_Problem description_
This exercise asks for the entries below to be printed exactly.

_Data to process_
PR #130, opened 2025-01-14
Fix minor regressions in legacy error strings

dsnet:
The Go 1 compatability document does not guarantee that error strings remain unchanged across Go releases. However, there is a practical benefit of reducing the churn even if this is not a guaranteed property.

Adjust the formatting of v1 error strings to better match how they were historically rendered. This does not ensure 100% equivalency with legacy error strings, but
does a better job at mostly preserving the exact string.

In the jsontext and jsonwire packages, we make changes to assist in the construction legacy error values. We also make syntactic errors returned by the Decoder more consistent regardless of whether they were produced by a ReadValue or ReadToken call.


v1/scanner.go
```diff
@@ -52,7 +53,16 @@ func transformSyntacticError(err error) error {
...
-		return &SyntaxError{Offset: serr.ByteOffset, msg: serr.Err.Error()}
+		msg := serr.Err.Error()
+		if i := strings.Index(msg, " (expecting"); i >= 0 && !strings.Contains(msg, " in literal") {
+			msg = msg[:i]
+		}
+		msg = strings.ReplaceAll(msg, "object name", "object key")
+		msg = strings.ReplaceAll(msg, "at start of value", "looking for beginning of value")
+		msg = strings.ReplaceAll(msg, "at start of string", "looking for beginning of object key string")
+		msg = strings.ReplaceAll(msg, "after object value", "after object key:value pair")
+		msg = strings.ReplaceAll(msg, "in number", "in numeric literal")
```
mvdan, line 64: did you consider a strings.Replacer?

mvdan (approved):
Hopefully the quality of v2 errors is not reduced by this :)

dsnet:
> Hopefully the quality of v2 errors is not reduced by this :)

I only kept changes in v2 that were objectively an improvement. All the gross stuff was shoved into v1.

v1/scanner.go
dsnet: 👀 . This will be the first time I have ever used `strings.Replacer`.

neild (approved):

_Task solution_
PR #130, opened 2025-01-14
Fix minor regressions in legacy error strings

dsnet:
The Go 1 compatability document does not guarantee that error strings remain unchanged across Go releases. However, there is a practical benefit of reducing the churn even if this is not a guaranteed property.

Adjust the formatting of v1 error strings to better match how they were historically rendered. This does not ensure 100% equivalency with legacy error strings, but
does a better job at mostly preserving the exact string.

In the jsontext and jsonwire packages, we make changes to assist in the construction legacy error values. We also make syntactic errors returned by the Decoder more consistent regardless of whether they were produced by a ReadValue or ReadToken call.


v1/scanner.go
```diff
@@ -52,7 +53,16 @@ func transformSyntacticError(err error) error {
...
-		return &SyntaxError{Offset: serr.ByteOffset, msg: serr.Err.Error()}
+		msg := serr.Err.Error()
+		if i := strings.Index(msg, " (expecting"); i >= 0 && !strings.Contains(msg, " in literal") {
+			msg = msg[:i]
+		}
+		msg = strings.ReplaceAll(msg, "object name", "object key")
+		msg = strings.ReplaceAll(msg, "at start of value", "looking for beginning of value")
+		msg = strings.ReplaceAll(msg, "at start of string", "looking for beginning of object key string")
+		msg = strings.ReplaceAll(msg, "after object value", "after object key:value pair")
+		msg = strings.ReplaceAll(msg, "in number", "in numeric literal")
```
mvdan, line 64: did you consider a strings.Replacer?

mvdan (approved):
Hopefully the quality of v2 errors is not reduced by this :)

dsnet:
> Hopefully the quality of v2 errors is not reduced by this :)

I only kept changes in v2 that were objectively an improvement. All the gross stuff was shoved into v1.

v1/scanner.go
dsnet: 👀 . This will be the first time I have ever used `strings.Replacer`.

neild (approved):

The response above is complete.